About this task –
The first line of the data below and every line after it, through the one with "the SPDMVersion field.", must be transcribed without change.

The records –
##############################
Issue #1013, opened 2022-07-06
CHALLENGE_AUTH's slot mask should return all populated slots


steven-bellock:
In the SPDM specification `CHALLENGE_AUTH.Param2` says
>Slot mask. The bit in position K of this byte shall be set to 1b if and only if slot number K contains a certificate chain for the protocol version in the SPDMVersion field.

Currently libspdm only sets the bit that corresponds to the slot number in the request (`CHALLENGE.Param1`) rather than all the populated slots. It should return all populated slots the same as in the `DIGESTS` response https://github.com/DMTF/libspdm/blob/30adb0aa91384eb478ecc3a9d3e39b0b694dc737/library/spdm_responder_lib/libspdm_rsp_digests.c#L132-L140

PR #1042, opened 2022-07-14
challenge_auth param2 slot mask should return all populated slots

Wenxing-hou:
Fix: #1013 

Because the populated slot store cert_chain may be not continuous, the get slot number logic is changed.

And the PR has passed unit test and emu test.

### DIFF
--- a/include/internal/libspdm_common_lib.h
+++ b/include/internal/libspdm_common_lib.h
@@ -1132,4 +1132,14 @@ void libspdm_get_receiver_buffer (
     void **receiver_buffer,
     size_t *receiver_buffer_size);
 
+/**
+ * Get the certificate slot mask
+ *
+ * @param[in]   context              A pointer to the SPDM context.
+ *
+ * @retval slot_mask                 get slot mask
+ **/
+uint8_t libspdm_get_cert_slot_mask (
+    libspdm_context_t *spdm_context);
+
 #endif /* SPDM_COMMON_LIB_INTERNAL_H */
--- a/library/spdm_common_lib/libspdm_com_crypto_service.c
+++ b/library/spdm_common_lib/libspdm_com_crypto_service.c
##############################
Expected answer –
Issue #1013, opened 2022-07-06
CHALLENGE_AUTH's slot mask should return all populated slots


steven-bellock:
In the SPDM specification `CHALLENGE_AUTH.Param2` says
>Slot mask. The bit in position K of this byte shall be set to 1b if and only if slot number K contains a certificate chain for the protocol version in the SPDMVersion field.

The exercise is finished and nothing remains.